Published on

Chromedp

Authors
  • avatar
    Name
    Galuh Pradipta
    Twitter

Chromedp is an open-source Golang library that provides a high-level API to control Chrome or Chromium over the DevTools Protocol. With chromedp, web scraping can be done in a more efficient and user-friendly way. In this document, we will discuss how to use chromedp library for scraping websites.

Installation

Before we dive into the usage of chromedp, we need to install the chromedp library and Chromium. Chromedp library can be installed using the following command:

$ go get -u github.com/chromedp/chromedp

To install Chromium on Ubuntu or Debian, run the following command:

$ sudo apt-get install chromium-browser

To install Chromium on MacOS using Homebrew, run the following command:

$ brew install chromium

For other operating systems, please refer to the Chromium download page: https://www.chromium.org/getting-involved/download-chromium

Usage

After installing the chromedp library and Chromium, we need to import the library in our project. Here is an example code for scraping a website:

package main

import (
	"context"
	"fmt"

	"github.com/chromedp/chromedp"
)

func main() {
	// create context
	ctx, cancel := chromedp.NewContext(context.Background())
	defer cancel()

	// navigate to the website
	err := chromedp.Run(ctx, chromedp.Navigate("<https://www.example.com>"))
	if err != nil {
		fmt.Println(err)
	}

	// get the title of the website
	var title string
	err = chromedp.Run(ctx, chromedp.Title(&title))
	if err != nil {
		fmt.Println(err)
	}
	fmt.Println(title)

	// get the text of a specific element
	var text string
	err = chromedp.Run(ctx, chromedp.Text("#element-id", &text))
	if err != nil {
		fmt.Println(err)
	}
	fmt.Println(text)
}

In the above code, we first create a context using chromedp.NewContext. Then, we navigate to the website using chromedp.Navigate. After that, we get the title of the website using chromedp.Title. Next, we get the text of a specific element using chromedp.Text. Finally, we print the title and text of the website.
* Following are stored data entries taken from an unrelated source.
PR #544, opened 2017-11-03
dashboard now doesnt show temp tables

abist:
Fixes https://github.com/Microsoft/carbon/issues/2824

The OE is 'smart' enough to not show temporary tables however the dashboard showed temp tables in the explorer widget. Made it consistent.

### DIFF
--- a/src/Microsoft.SqlTools.ServiceLayer/Metadata/MetadataService.cs
+++ b/src/Microsoft.SqlTools.ServiceLayer/Metadata/MetadataService.cs
@@ -11,7 +11,6 @@ using Microsoft.SqlTools.Hosting.Protocol;
 using Microsoft.SqlTools.ServiceLayer.Connection;
 using Microsoft.SqlTools.ServiceLayer.Hosting;
 using Microsoft.SqlTools.ServiceLayer.Metadata.Contracts;
-using Microsoft.SqlTools.ServiceLayer.Utility;
 
 namespace Microsoft.SqlTools.ServiceLayer.Metadata
 {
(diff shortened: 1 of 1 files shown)


src/Microsoft.SqlTools.ServiceLayer/Metadata/MetadataService.cs
```diff
@@ -193,30 +184,27 @@ internal static void ReadMetadata(SqlConnection sqlConn, List<ObjectMetadata> me
...
-                            metadataTypeName = "StoredProcedure";
                         }
                         else
                         {
                             metadataType = MetadataType.Table;
-                            metadataTypeName = "Table";
                         }
-
-                        metadata.Add(new ObjectMetadata
+                        if (metadataType == MetadataType.Table && objectName[0] != '#')
```
kburtram: does this skip the adding non-table type objects?

src/Microsoft.SqlTools.ServiceLayer/Metadata/MetadataService.cs
```diff
@@ -193,30 +184,32 @@ internal static void ReadMetadata(SqlConnection sqlConn, List<ObjectMetadata> me
...
                         else
                         {
                             metadataType = MetadataType.Table;
-                            metadataTypeName = "Table";
                         }
-
-                        metadata.Add(new ObjectMetadata
+                        // remove temporary tables and stored procedures
+                        // since every temp object has a '#' in front of it
+                        if (objectName[0] == '#')
```
kburtram: >if (objectName[0] == '#')  [](start = 24, length = 26)

not sure if I'm missing something.  Where do we add metadata for objects that don't start with '#'?

abist: We don't, that's the change. The OE doesn't show temporary objects (objects starting with '#'), and thus this change to make the dashboard consistent with OE. Otherwise, dashboard shows temporary objects if they exist, while OE doesn't.

kburtram: @abist I'm still not following.  Currently we do add metadata objects that **don't** start with a '#' to the dashboard.  With this change I can't see where we're adding these objects.

abist: This is a PR to **NOT** to add those objects. Those objects start with "#" are temporary. As of now, they are being shown in the dashboard. If you see the bug, we want similar behavior in OE and the dashboard. The OE **doesn't** show these objects with "#".

If it's still not clear, we can sync offline tomorrow.

PR #546, opened 2017-11-14
fixing a restore bug - relocating db files of a windows server db in mac

llali:
when connecting to a db in windows server in mac, the file paths has "/" as separator so getting the directory name fails in mac or linux. Had to convert the separators to be able to work with Path library,


src/Microsoft.SqlTools.ServiceLayer/DisasterRecovery/RestoreOperation/RestoreDatabaseTaskDataObject.cs
```diff
@@ -680,6 +680,27 @@ private string CombineToServerConnectionPath(string root, string filePath)
             return result;
         }
 
+        private string GetDirectoryName(string filePath)
```
kburtram: should this be a helpwe in the PathWrapper class so we can share logic elsewhere?

PR #1390, opened 2022-02-04
Disable intellisense if connection needs refresh

cssuh:
Disabling intellisense if a connection needs refresh, first step in fixing: https://github.com/microsoft/azuredatastudio/issues/17179

(next I will initiate a call to azurecore prompting the user to refresh connection)


src/Microsoft.SqlTools.ServiceLayer/LanguageServices/LanguageService.cs
```diff
@@ -1212,6 +1212,28 @@ private bool RequiresReparse(ScriptParseInfo info, ScriptFile scriptFile)
                 || !string.Equals(prevSqlText, currentSqlText);
         }
 
+        private bool RefreshNeeded(string uri)
+        {
+            ConnectionInfo connInfo;
+            System.Data.Common.DbConnection connection;
+            connectionService.TryFindConnection(uri, out connInfo);
```
alanrenmsft, line 1219: we do support intellisense for disconnected scenario, your change will break it, you should handle the scenario when the return value is false (disconnected scenario) and return false.

src/Microsoft.SqlTools.ServiceLayer/LanguageServices/LanguageService.cs
```diff
@@ -1212,6 +1212,28 @@ private bool RequiresReparse(ScriptParseInfo info, ScriptFile scriptFile)
                 || !string.Equals(prevSqlText, currentSqlText);
         }
 
+        private bool RefreshNeeded(string uri)
```
alanrenmsft, line 1215: please add comment

src/Microsoft.SqlTools.ServiceLayer/LanguageServices/LanguageService.cs
```diff
@@ -1212,6 +1212,28 @@ private bool RequiresReparse(ScriptParseInfo info, ScriptFile scriptFile)
...
+            ConnectionInfo connInfo;
+            System.Data.Common.DbConnection connection;
+            connectionService.TryFindConnection(uri, out connInfo);
+            if (connInfo.ConnectionDetails.AuthenticationType != "AzureMFA") 
+            {
+                return false;
+            } 
+            else 
+            {
+                if (connInfo.TryGetConnection(ConnectionType.Default, out connection))
```
Charles-Gagnon, line 1226: How does this happen - shouldn't we have a connection already (after all the user had to connect the query in the first place)? Does it get cleared out if an error happens or something?

cssuh: https://github.com/microsoft/sqltoolsservice/blob/1b5ac4c017129b1f33dad10ce68b62f49d2d2800/src/Microsoft.SqlTools.ServiceLayer/LanguageServices/LanguageService.cs#L763 This line seems to indicate that I can use TryFindConnection but I'll do some more digging just to make sure

src/Microsoft.SqlTools.ServiceLayer/LanguageServices/LanguageService.cs
alanrenmsft: this comment was resolved without code changes or follow up comments. reactivating it.

src/Microsoft.SqlTools.ServiceLayer/LanguageServices/LanguageService.cs
Charles-Gagnon: Are you actually testing this with a connection that's timed out and needs to be refreshed?

src/Microsoft.SqlTools.ServiceLayer/LanguageServices/LanguageService.cs
cssuh: I changed it to false

cssuh: I will update it because that doesn't seem right either

src/Microsoft.SqlTools.ServiceLayer/LanguageServices/LanguageService.cs
cssuh: @Charles-Gagnon It seems like this will still return a connection even if the token has expired, so I'll need another way to check this.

Another use case for chromedp is scraping data from websites that require authentication. Chromedp can handle authentication by allowing you to pass cookies or credentials through the context. Here is an example code for scraping a website that requires authentication:

package main

import (
	"context"
	"fmt"

	"github.com/chromedp/chromedp"
)

func main() {
	// create context with authentication
	opts := append(chromedp.DefaultExecAllocatorOptions[:],
		chromedp.Flag("headless", false),
		chromedp.Flag("disable-gpu", true),
		chromedp.UserAgent("Mozilla/5.0 (Windows NT 10.0; Win64; x64) AppleWebKit/537.36 (KHTML, like Gecko) Chrome/58.0.3029.110 Safari/537.36"),
		chromedp.Flag("ignore-certificate-errors", true),
		chromedp.Flag("allow-insecure-localhost", true),
		chromedp.Flag("disable-web-security", true),
		chromedp.Flag("disable-extensions", true),
		chromedp.Flag("disable-popup-blocking", true),
		chromedp.Flag("no-first-run", true),
		chromedp.Flag("no-default-browser-check", true),
		chromedp.Flag("no-sandbox", true),
	)
	execAllocator := chromedp.NewExecAllocator(context.Background(), opts...)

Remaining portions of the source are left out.